Now it was all over. Never more would he hear the quiet voice, hear the water-pipe bubble in the quiet old inn as night gave way to dawn…
His brain whirled with the sudden shock. He grew very pale, waiting to hear more.
"We know little more," said the Consul, with a sigh. "A cable from the central office of the Society has just stated the fact and asked me to take official charge of everything here. We were just about to begin sealing up the rooms when you came. There are many important documents which must be seen to. Mr. Forbes, poor Hands's assistant, is away on the shores of the Dead Sea, but we have sent for him by the camel garrison post. But it will be some weeks before he can be here, probably."
"This is terribly sad news for me," said Spence at length. "We were, of course, the dearest friends. The months when Hands was in town were always the pleasantest. Of course, lately we did not see so much of each other; he had become a public character. He was becoming very depressed and unwell, terrified, I almost think, at what was going on in the world owing to the discovery he had made, and he was going away to recuperate. But I knew nothing of this!"
"I am sorry," said the Consul, "to have to tell you of such a sad business, but we naturally thought that somehow you knew – though, of course, in point of time that would hardly be possible, or only just so."
"I am in the East," said Spence, giving an explanation that he had previously prepared if it became necessary to account for his presence – "I am here on a mission for my newspaper – to ascertain various points about public opinion in view of all these imminent international complications."
"Quite so, quite so," said the Consul. "I shall be glad to help you in any way I can, of course. But when you came in we were wondering what we should do exactly about poor Hands's private effects, papers, and so on. When he went on leave all his things were packed in cases and sent down here from his rooms in the upper city. I suppose they had better be shipped to England. Perhaps you would take charge of them on your return?"
"I expect you will hear from his brother, the Rev. John Hands, a Leicestershire clergyman, when the mail comes in," said Spence. "This is a great blow to me. I should like to pay my poor friend some public tribute. I should like to write something for English people to read – a sketch of his life and work here in Jerusalem – his daily work among you all."
His voice faltered. His eyes had fallen on a photograph which hung upon the wall. A group of Arabs sat at the mouth of a rock tomb.
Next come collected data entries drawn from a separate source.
PR #2500, opened 2021-09-16
Buff solar panels

Technici4n:
Meant to go in alongside #2497 which introduces a solar panel nerf.

My idea is to make quantum solar panels the most effective, that's why they have a peak rate of 512 E/t while the previous tier (ultimate) only has a peak output of 48 E/t.


Technici4n:
Opened from the feature branch instead of my private branch... 😕

PR #2507, opened 2021-09-19
Fix 2504: Don't check energy capacity when reading NBT, but check after applying upgrades

Technici4n:
The added check after upgrades ensures that energy gets deleted if an upgrade is removed.


RebornCore/src/main/java/reborncore/common/powerSystem/PowerAcceptorBlockEntity.java
```diff
@@ -41,6 +41,7 @@
 import net.minecraft.util.math.Direction;
 import net.minecraft.util.math.MathHelper;
 import net.minecraft.world.World;
+import org.jetbrains.annotations.ApiStatus;
```
Technici4n: How did this get there...

PR #2510, opened 2021-09-19
Fix 2509; reviewed all ticking entities to ensure consistency in checks

dizzyd:
We've had a couple bugs pop up lately where it was the result of trying to tick on the client side. This patch goes through all the ticking entities (that I could find) and ensures the ordering of calling super.tick and the client-side checks are reasonably consistent.


kwpugh:
Wonderful!

Technici4n (approved):

PR #2573, opened 2021-10-13
Update GuiBuilder.java

PTOM76:
I don't think Fabric has JEI.

- ps
excuse me.
But will this method be used in the future?


modmuss50:
Does this button actually work? Is it even used?

The method should also be renamed if so.

PR #2585, opened 2021-10-28
Fix #2574: Use the fabric item API for auto input and auto output

### LINKED ISSUE #2574: Move to Fabric's item transfer API
This only requires updating the auto-input and auto-output code I think? This will reduce the amount of code we need for inventory interactions, and ensure compatibility with all other fabric mods that use the transfer API (as they should).

Technici4n:


RebornCore/src/main/java/reborncore/common/blockentity/SlotConfiguration.java
```diff
@@ -291,53 +289,14 @@ private void handleItemInput(MachineBaseBlockEntity machineBase) {
...
-					inventory.getStack(slotID).increment(extractedStack.getCount());
-				}
-				inventory.setHashChanged();
-				break;
-			}
+			StorageUtil.move(
+					ItemStorage.SIDED.find(machineBase.getWorld(), machineBase.getPos().offset(side), side.getOpposite()),
+					InventoryStorage.of(machineBase, null).getSlot(slotID),
+					iv -> true,
+					Long.MAX_VALUE,
```
modmuss50: This was 4 before, I think this should be kept the same speed?

Technici4n: Fixed.

modmuss50 (approved):

PR #2593, opened 2021-11-03
Fix missing hitbox of single block cable

nalepamarcin:
It prevented user from destroying last cable piece as it could not
be hit without being connected to other cable or a machine.

Bug was introduced in commit f39c619c "Fix cable shape computation".


Technici4n:
image

Damn it! Thanks a lot! :smile:

PR #2631, opened 2021-12-06
Use custom tool materials

Technici4n:
~~Need to check if it's useful first, this is untested atm.~~ Works.


Technici4n:
going to wait as there might still be a few issues

modmuss50 (approved):

PR #2646, opened 2021-12-12
Fix chainsaws don't work for non-wood materials

### LINKED ISSUE #2637: [1.17.1] Chainsaws don't work well with pumpkin
**Describe the bug**
Breaking a pumpkin takes the same time with bare hands when using chainsaws.
EDIT: as @xanthian says, it works fine on trees.

**Steps to Reproduce**
Break a pumpkin with chainsaws.

 - Minecraft: 1.17.1
 - Mod Loader: fabric
 - Tech Reborn: `TechReborn-5.0.11-beta.jar`

equal-l2:
Fixes #2637.

---

I'm totally a newbie at modding, so feel free to give me any advice!

### DIFF
--- a/src/main/java/techreborn/items/tool/ChainsawItem.java
+++ b/src/main/java/techreborn/items/tool/ChainsawItem.java
@@ -25,7 +25,6 @@
 package techreborn.items.tool;
 
 import net.minecraft.block.BlockState;
-import net.minecraft.block.Material;
 import net.minecraft.enchantment.EnchantmentHelper;
 import net.minecraft.enchantment.Enchantments;
 import net.minecraft.entity.LivingEntity;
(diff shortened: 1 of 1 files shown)


xanthian (commented):
Rather than removing the existing material check, would it not have been better to add the pumpkin one to it?

state.getMaterial() == Material.GOURD

This would include Carved and Melon

equal-l2:
Adding materials is fine, but is there a reason to list all suitable materials by ourselves, instead of delegating the decision to the vanilla logic?
People would assume chainsaws should work the same way with vanilla axes.

equal-l2:
I think my solution is more future-proof for when Minecraft add new material that is suitable for axes.

xanthian:
just did a test build with both, they both work fine, you're right though best to let vanilla declare it unless anything needs declaring from another mod.

One thing to note, cant carve pumpkins with it.

equal-l2:
> One thing to note, cant carve pumpkins with it.

Thank you for letting me know, it would deserve another issue.

equal-l2:
Wait, carving pumpkins is a job for shears, isn't it?

equal-l2:
Thank you for rapid reviewing and merging!

drcrazy:
This one is merged. Using reference tool is a good idea.

xanthian:
> Wait, carving pumpkins is a job for shears, isn't it?

yes lol.. no idea what i was thinking.. maybe carving with chainsaws isn't such a bad idea 😂

equal-l2:
I remember those days with IC2, when we sheared sheep with a chainsaw :)

PR #2651, opened 2021-12-16
Simplified centrifuging meat with tags

Ayutac:


Ayutac:
Oh, new commits in the meantime get added automatically, good to know <_<

PR #2655, opened 2021-12-18
Blast Furnace additional recipes & partial returns for damaged items

LauchInterceptor:
This PR adds Blast Furnace Recipes for smelting horse armor and other tools back into thier respective crafting ingredients.
Also it implements a mechanic for diminished returns when attempting to smelt damaged items.

Since this is my first contribution and I am fairly new to modding and this mod in particular, I am open to critique and would be very happy to have someone review this even if it in the end does not end up in the mod.


src/main/java/techreborn/blockentity/machine/multiblock/BlastFurnaceRecipeCrafter.java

In front of them, wearing a sun helmet and holding a ten-foot surveyor's wand, stood the dead professor. A kindly smile was on his face as he looked down upon the white figures of his men.
"It would be a gracious tribute," said one of the missionaries. "Every one loved him, whatever their race or creed. We can all tell you of him as we saw him in our midst. It is a great pity that old Ionides has gone. He was the confidential sharer of all the work here, and Hands trusted him implicitly. He could have told you much."
"I remember Ionides well," said Spence. "At the time of the discovery, of course, he was very much in evidence, and he was examined by the committee. Is the old fellow dead, then?"
"No," answered the missionary. "Some time ago, just after the Commission left, in fact, he came into a considerable sum of money. He was getting on in years, and he resigned his position here. He has taken an olive farm somewhere by Nabulûs, a Turkish city by Mount Gerizim. I fear we shall never see him more. He would grieve at this news."
"I think," said Spence, "I will go back to my hotel. I should like to be alone to-day. I will call on you this evening, if I may," he added, turning to the Consul.
He left the melancholy group, once more beginning their sad business, and went out again into the narrow street.